§ Record extracts

····················

PR #577, opened 2021-03-31
feat: add interface abstraction primitives

software-dov:
Nomenclature within this commit:
* The current generated client is referred to as a 'transport'.
  Similarly, the WIP rest+json client will also be a 'transport'.
* The new internal-only interface is the 'transport interface'.
* The new client type whose only responsibility is to embed a
transport interface is a 'new-style client'.

Two new types are defined: an interface intended to abstract out the
mechanism of network communication and serialization (the transport interface),
and a wrapper struct that embeds the interface.

The transport interface cannot be user visible because methods will be
added to it if the API defines new methods. This is a non-breaking
change in the API but is technically a breaking change to the user; if
they defined a type that previously satisfied the contract of the
interface, the type would no longer satisfy the interface.

The workaround is to make the transport interface not user visible and
to embed the interface in a struct. The transports and transport
interface are generated concurrently, so there is no risk of breaking
the interface contract. Adding methods to the new-style client is a
non-breaking change becasuse it is a struct.
This is similar to the PIMPL idiom in C++.

TODO:
* Add factory function(s) for the new-style client to take an injected
transport + auth.
* Tweak documentation, samples, and integration tests to prefer
new-style clients instead of directly using transports.
* Write out rest+json transport.

Includes moderately substantial refactors as implementation details.


noahdietz:
Is this truly ready for review? Should we make this a draft PR for the time being?

software-dov:
Yes, this is complete module the test failures. The TODOs are caveat notes about subsequent PRs.

internal/gengapic/gengapic.go
```diff
@@ -43,7 +43,106 @@ const (
...
+// * release-level (one of 'alpha', 'beta', or empty)
+// * transport ('+' separated list of transport backends to generate)
+// The only required option is 'go-gapic-package'.
+//
+// Valid parameter example:
+// go-gapic-package=path/to/out;pkg,module=path,transport=rest+grpc,gapic-service-config=gapic_cfg.json,release-level=alpha
+//
+// It returns a pointer to a populated options if no errors were encountered while parsing.
+// If errors were encountered, it returns a nil pointer and the first error.
+func ParseOptions(parameter *string) (*options, error) {
```
noahdietz, line 64: There is already  parseOptions method in options.go. Why was this added?

internal/gengapic/gengapic_test.go
```diff
@@ -523,6 +524,91 @@ func TestIsLRO(t *testing.T) {
 	}
 }
 
+func Test_optionsParse(t *testing.T) {
```
noahdietz, line 527: same with this, there is a test for this already in options_test.go, no?

internal/gengapic/client_init.go
```diff
@@ -135,155 +135,244 @@ func (g *generator) clientOptions(serv *descriptor.ServiceDescriptorProto, servN
...
+	p := g.printf
 
 	// client struct
-	{
-		p("// %sClient is a client for interacting with %s.", servName, g.apiName)
-		p("//")
-		p("// Methods, except Close, may be called concurrently. However, fields must not be modified concurrently with method calls.")
-		p("type %sClient struct {", servName)
+	p("// %sClient is a client for interacting with %s over gRPC transport.", servName, g.apiName)
+	p("// It satisfies the %sAbstractClient interface.", servName)
```
noahdietz, line 215: Probably don't want to document the private interface (and also there is no AbstractClient interface now?).

noahdietz:
> Yes, this is complete module the test failures. The TODOs are caveat notes about subsequent PRs.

····················

§ How to complete this task
How many lines in the records above contain the word "level"? Reply with the number alone.

§ Task answer
2